U.S. Committee for Refugees World Refugee Survey 2001 - Cambodia
|Publisher||United States Committee for Refugees and Immigrants|
|Publication Date||20 June 2001|
|Cite as||United States Committee for Refugees and Immigrants, U.S. Committee for Refugees World Refugee Survey 2001 - Cambodia , 20 June 2001, available at: http://www.refworld.org/docid/3b31e15f14.html [accessed 8 March 2014]|
|Disclaimer||This is not a UNHCR publication. UNHCR is not responsible for, nor does it necessarily endorse, its content. Any views expressed are solely those of the author or publisher and do not necessarily reflect those of UNHCR, the United Nations or its Member States.|
Cambodia is no longer a refugee-producing country. At the end of 2000, about 16,000 Cambodian refugees were in Vietnam and some 100 were in Thailand. Most of those in Vietnam are ethnic Vietnamese who fled to Vietnam between 1990 and 1995. They live in relatively stable conditions, with work opportunities and access to public health and education services.
The repatriation of Cambodian refugees from Thailand was completed in 1999. By the end of that year, there was also no significant internally displaced population in Cambodia. Cambodia hosted 34 refugees and asylum seekers at year's end.

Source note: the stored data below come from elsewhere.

Issue #1028, opened 2016-04-25
[TRACKING] Beaver repo_pip_lockdown dep causes repo rebuild to fail


hughsaunders:
##### What version (commit) do you encounter this issue on?
Upgrades within liberty (eg r12.2.0rc1 --> master)

##### What type of issue is this (bug, feature, documentation, regression)?
bug

##### What is the expected behavior?
The repo server does not have its pip conf locked down to itself, preventing future repo builds from failing. This also means that Minor upgrades will be successful.

##### What is actually happening?
The beaver role depends on pip_lock_down and is applied to all hosts. This includes the repo server which causes the repo server's pip configuration to be locked down. This causes future repo builds to fail as no external package sources are available.

##### How can we reproduce this issue?
Deploy RPC liberty, then re-run the repo build playbook, alternatively deploy a rpc liberty version than attempt to upgrade to a newer liberty version. 

##### How can we verify your issue is addressed?
Upgrades and re-runs of repo-build are successful  after a full RPC liberty deploy.

##### What is your evaluation on the importance of this issue, and why?
Medium - it needs to be fixed, impact is mostly on gates at the moment, the impact for customers is low as ops can manually remove the pip.conf from the repo servers and continue.

###### Remove branches (lines) you do not wish to target.
- [ ] Master
- [ ] liberty-12.2
- [ ] liberty-12.1

hughsaunders:
There are two things to fix here:

[ ] Remove the pip_lock_down dep from the beaver role
[ ] Add a cleanup step to deploy.sh

hughsaunders:
@git-harry has proposed a fix for this upstream in two patches:
- 1 https://review.openstack.org/#/c/310475/ - Supply environment variable to repo build tasks that overrides pip lock down and allows external repo access.
- 2e https://review.openstack.org/#/c/310479/ - Add pip_lock_down dep back into repo_server role. 

RPC PR no longer required.

git-harry:
There is also https://review.openstack.org/#/c/310690/

prometheanfire:
we might need to make sure this is backported upstream

prometheanfire:
needs backport to mitaka and liberty

git-harry:
The upstream changes proposed above impact gating and there is no guarantee the work will be backported to liberty.

This project needs to address the issue locally pending the outcome of the upstream fix.

prometheanfire:
I think only  Remove the pip_lock_down dep from the beaver role is needed now

[...]

PR #1029, opened 2016-04-25
Fix pip_lock_down on repo servers

hughsaunders:
Issue: https://github.com/rcbops/rpc-openstack/issues/1028

### DIFF
--- a/scripts/deploy.sh
+++ b/scripts/deploy.sh
@@ -133,6 +133,13 @@ openstack-ansible -i "localhost," patcher.yml
 
 # begin the openstack installation
 if [[ "${DEPLOY_OA}" == "yes" ]]; then
+
+  # This deploy script is also used for minor upgrades (within an openstack release)
+  # Some versions of liberty deploy pip lockdown to the repo server, in order for an
+  # upgrade to suceed the pip config must be removed so that repo builds
+  # have access to external repos.
+  ansible repo_all -m file -a 'name=/root/.pip state=absent' 2>/dev/null ||:
+
   cd ${OA_DIR}/playbooks/
 
   # ensure that the ELK containers aren't created if they're not
--- a/.gitmodules
+++ b/.gitmodules
@@ -1,3 +1,3 @@
 [submodule "openstack-ansible"]
 	path = openstack-ansible
-	url = https://git.openstack.org/openstack/openstack-ansible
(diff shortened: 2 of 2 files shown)


scripts/deploy.sh
```diff
@@ -133,6 +133,13 @@ openstack-ansible -i "localhost," patcher.yml
 
 # begin the openstack installation
 if [[ "${DEPLOY_OA}" == "yes" ]]; then
+
+  # This deploy script is also used for minor upgrades (within an openstack release)
+  # Some versions of liberty deploy pip lockdown to the repo server, in order for an
+  # upgrade to suceed the pip config must be removed so that repo builds
+  # have access to external repos.
+  ansible repo_all -m file -a 'name=/root/.pip state=absent'
```
git-harry: This causes the initial deployment to fail because the containers don't exist.
I think it would be worth putting a note saying when this should be removed. Do we still work on the assumption that support deploy all minors? If so this would only need to be in 12.2, otherwise it needs to be here till 13.1.

hughsaunders: Ah yes, I forgot to ||: that.

hughsaunders: Done

hughsaunders:
Hosts which have run pip_lock_down can only install beaver <=36.2.0 (due to missing paho-mqtt dep?) hosts which have not run pip_lock_down can only install beaver>=36.2.0 (due to mosquitto dep in older versions). Have added Beaver 36.2.0 to rpc-repo in an attempt to allow both locked and unlocked hosts to install 36.2.0.

recheck_all

git-harry:
@hughsaunders I don't like the beaver package being forced to change by this. I wonder if it would be better to address this in OSA by applying the pip_lock_down role the the repo servers and then overriding it for repo building pip tasks, e.g. https://github.com/git-harry/os-ansible-deployment/commit/1746506c39da8fc951a4c4b26359d4af4cc1781b

git-harry:
recheck_upgrade

git-harry:
@hughsaunders this seems to work. I've made a couple of reviews to try and get this in upstream. It would be helpful if you would review them.
https://review.openstack.org/#/c/310479/
https://review.openstack.org/#/c/310475/

git-harry:
Reopened for additional testing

Cambodia is a signatory to the UN Refugee Convention but has no domestic law on refugees and asylum seekers. The UN High Commissioner for Refugees conducts refugee status determinations for asylum applicants and provides them with legal and financial assistance.
In 2000, Cambodia continued the process of political and economic reconstruction begun in 1998. That year, elections brought Hun Sen to legitimate power (having previously seized power through a coup) in a coalition government with long-time rival, Prince Norodom Ranariddh.
The Khmer Rouge is no longer a significant political or military threat. Nearly all top leaders and most rank-and-file members of the Khmer Rouge (a guerrilla group since Vietnam ousted them from power in 1979) have surrendered or fled the country, bringing an end to one of the century's most brutal chapters.